The one other number above is the “retries” number. If we are going to count the number of times a queued task is invoked, then we need to be mindful that a task execution *can* fail, and in that case it would be retried. This should not normally occur, but I had to track it to be sure these were not polluting our numbers.


Perform Test 2 (Will demonstrate a workaround)

If you have not already done so, click “Open Feedback Channel”. This will provide real time feedback of state changes.

Press “Start Test 2”. It will take longer as each state advancement will take about two seconds.

When it completes, press “Get Test Status”.

You should have no mismatches, and your output should look something like this:


Everything is clean  But I consider this a “workaround”. I would rather it simply behave how you’d expect: a task queued within a transaction should act on data consistent with the data written by the transaction you have left.


The Workaround

Test two is running exactly the same code, with two changes. First, the jdoconfig.xml for test 2 uses a 1800ms timeout on datastore writes. Second, all tasks queued to do state advancement are submitted with a parameter such that they are scheduled to run 2 seconds in the future.

This workaround appears to be working well under normal conditions. By simply waiting two seconds, the data gets written and when the task finally executes, it has the correct state available. And I would *like* to believe that if it fails to write within 1800ms, that my commit would fail, and the task would never get queued. However I fear that if that write fails, my commit is probably long gone and that task was already queued anyway. So goes the nature of a distributed DataStore I suppose – we can’t really wait around for consistency at our commit.

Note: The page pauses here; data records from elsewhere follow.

PR #433, opened 2022-03-18
Use a single implementation for `combine_table_entry`

mrmr1993:
This PR generalises `JointLookup` so that it can handle `SingleLookup<F>`s, `F`s, or `Expr<ConstantExpr<F>>`s as arguments, and relaxes the constraints on `combine_table_entry`.

This allows us to
* store the 'dummy' lookup value as a `JointLookup` in the constraint system, rather than unpacking and re-packing it
  - not done here; this will be in a follow-up PR
* unify the 3 different implementations of `combine_table_entry` into one
  - happily, the 'fold' implementation in `combine_table_entry` minimises the number of multiplications compared to the others, so this is also an efficiency gain
* have a single point to change when we add `table_id`s

### DIFF
--- a/kimchi/src/circuits/expr.rs
+++ b/kimchi/src/circuits/expr.rs
@@ -1925,7 +1925,7 @@ impl<F: Field> Mul<F> for Expr<ConstantExpr<F>> {
     type Output = Expr<ConstantExpr<F>>;
 
     fn mul(self, y: F) -> Self::Output {
-        Expr::Constant(ConstantExpr::Literal(F::from(y))) * self
+        Expr::Constant(ConstantExpr::Literal(y)) * self
     }
 }
 
--- a/kimchi/src/circuits/expr.rs
+++ b/kimchi/src/circuits/expr.rs
@@ -1921,6 +1921,14 @@ impl<F: Field> From<u64> for Expr<ConstantExpr<F>> {
     }
 }
 
+impl<F: Field> Mul<F> for Expr<ConstantExpr<F>> {
+    type Output = Expr<ConstantExpr<F>>;
+
+    fn mul(self, y: F) -> Self::Output {
+        Expr::Constant(ConstantExpr::Literal(F::from(y))) * self
+    }
+}
+
 //
 // Display
 //
--- a/kimchi/src/circuits/gate.rs
+++ b/kimchi/src/circuits/gate.rs
@@ -3,6 +3,7 @@
 use crate::circuits::{constraints::ConstraintSystem, domains::EvaluationDomains, wires::*};
 use ark_ff::bytes::ToBytes;
 use ark_ff::{FftField, Field};
+use ark_ff::{One, Zero};
 use ark_poly::{Evaluations as E, Radix2EvaluationDomain as D};
 use num_traits::cast::ToPrimitive;
 use o1_utils::hasher::CryptoDigest;
@@ -10,6 +11,7 @@ use serde::{Deserialize, Serialize};
 use serde_with::serde_as;
 use std::collections::{hash_map::Entry, HashMap, HashSet};
 use std::io::{Result as IoResult, Write};
+use std::ops::{AddAssign, Mul, MulAssign};
 
 type Evaluations<Field> = E<Field, D<Field>>;
 
@@ -75,31 +77,45 @@ pub fn combine_table_entry<'a, F: Field, I: DoubleEndedIterator<Item = &'a F>>(
     v.rev().fold(F::zero(), |acc, x| joint_combiner * acc + x)
 }
 
-impl<F: Field> SingleLookup<F> {
+impl<F: Copy> SingleLookup<F> {
     /// Evaluate the linear combination specifying the lookup value to a field element.
-    pub fn evaluate<G: Fn(LocalPosition) -> F>(&self, eval: G) -> F {
+    pub fn evaluate<K: Zero + Mul<F, Output = K>, G: Fn(LocalPosition) -> K>(&self, eval: G) -> K {
         self.value
             .iter()
-            .fold(F::zero(), |acc, (c, p)| acc + *c * eval(*p))
+            .fold(K::zero(), |acc, (c, p)| acc + eval(*p) * *c)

Here is the jdoconfig.xml entry for test 2:

<persistence-manager-factory name="transactions-manual-test2">
	<property name="javax.jdo.PersistenceManagerFactoryClass"
		value="" />
	<property name="javax.jdo.option.ConnectionURL" value="appengine" />
	<property name="javax.jdo.option.NontransactionalRead" value="false" />
	<property name="javax.jdo.option.NontransactionalWrite" value="false" />
	<property name="javax.jdo.option.RetainValues" value="true" />
	<property name="javax.jdo.option.DatastoreWriteTimeoutMillis" value="1800" />
	<property name="datanucleus.appengine.autoCreateDatastoreTxns" value="false" />


The Conclusion?

So far I have just isolated some behavior, but still lack understanding it. I need a Google App Engine person to weigh in on how data consistency is expected to behave after you successfully commit in a transaction (using Master/Slave datastore). I would also like to hear this person express their feeling about this programming pattern – modify data state, then queue task to act on this state. I feel this pattern is fundamental and must have a dependable solution available in order to use AppEngine for anything.

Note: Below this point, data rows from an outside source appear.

Issue #386, opened 2022-03-12
move ceil_log2 to utils


mimoo:
move [ceil_log2](https://github.com/o1-labs/marlin/blob/4ea3d287e777b5c9d6dc49a82083631412ccbd63/poly-commitment/src/commitment.rs#L323) out of poly-commitment, and into the utils crate, as it's a more general function

prateekm33:
I can pick this one up @mimoo

prateekm33:
is there a specific file that we want to move it to in the `utils` crate or create a new file under that dir?

mrmr1993:
None of the existing files seem like a good fit, but either in the toplevel `lib.rs` or a new file (e.g. `math.rs`) is sound good to me.

PR #436, opened 2022-03-18
move ceil_log2 into o1_utils::math package

Trivo25:
moves `ceil_log2` into the package `o1_utils::math` under `utils/src/math.rs`

see https://github.com/o1-labs/proof-systems/issues/386


mimoo (approved):
LGTM, thanks for the PR!

PR #439, opened 2022-03-18
move ceil_log2 tests into math module

Trivo25:
This is a follow-up to https://github.com/o1-labs/proof-systems/pull/436 which moves the corresponding test case of `ceil_log2` into the newly created `math` module in order to keep the code and structure clean (forgot it with last PR)


mrmr1993 (approved):
Great, thanks!

PR #3205, opened 2025-05-05
Taplo/format: set reorder_keys to true and update accordingly

dannywillems:


dannywillems:
> I'm not sure I agree with this one (I explicitly didn't set it).
> 
> The first thing I want to see when I look at a Cargo.toml is the name. While that leaves the files open to inconsistent ordering, you can see that the files are relatively consistent anyway. There usually aren't that many keys to re-order manually with the exception of "dependencies" which are ordered.
> 
> Thoughts?

I do not have a strong opinion, and I am not sure it is relevant to argue a long time over this. I would simply left it in draft and anyone can revamp it later if they want it.
This change is mostly to ease how I bisect through the code dependencies/fields when modifying/checking a file as I can go alphabetically.

dannywillems:
Closing as I don't think we're gonna accept it.

PR #3208, opened 2025-05-05
Saffron/benches: use get_srs_test from kimchi

dannywillems:
See https://github.com/o1-labs/proof-systems/pull/3204#discussion_r2073052855 for context.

I am also beginning to question the role of JDO in all this behavior.  My next step would be to add another test case where I would advance the state without using JDO at all, but just the raw DataStore calls and transactions. That may be part 3 posting yet to come.


  1. There is an article on the transaction isolation of app engine here:

    This implies that a queued task, which is going to *execute* outside the transaction, can at best achieve the "Read Committed" level of isolation.

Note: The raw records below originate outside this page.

PR #3210, opened 2025-05-05
plonk-wasm: Fix the warning until we can update

richardpringle:
`ark-ff` contains breaking changes so it might take a while to update.
On the current version of Rust, we get a bunch of annoying scoping
warnings that are easily fixed. I've got an open PR to
`arkworks-rs/algebra` (the workspace repo) to backport there changes
from `0.5.x` onto a 0.4.x branch. Hopefully they accept the PR and do a
new patch release. If not, we can update the dependency.

The `arkworks` team doesn't currrently have a branch to support patches, but maybe they'll consider it

### DIFF
--- a/Cargo.lock
+++ b/Cargo.lock
@@ -222,8 +222,7 @@ dependencies = [
 [[package]]
 name = "ark-ff-macros"
 version = "0.4.2"
-source = "registry+https://github.com/rust-lang/crates.io-index"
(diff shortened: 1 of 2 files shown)


dannywillems:
Link to arkworks branch: https://github.com/arkworks-rs/algebra/pull/979

dannywillems:
Even though I like the idea of removing the warning, I would be in favor of not having a fork of arkworks used in this workspace. I would prefer to postpone until it is solved upstream.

    There could still be something funky going on at the JDO layer too.

  2. This is pretty old so you have probably figured it out already, but for any readers who may stumble across this, the answer is that the High Replication Datastore only promises 'Eventual Consistency'. Here is a quote from the Developer documentation:

    "Google App Engine's High Replication Datastore (HRD) provides high availability for your reads and writes by storing data synchronously in multiple data centers. However, the delay from the time a write is committed until it becomes visible in all data centers means that queries across multiple entity groups (non-ancestor queries) can only guarantee eventually consistent results. Consequently, the results of such queries may sometimes fail to reflect recent changes to the underlying data."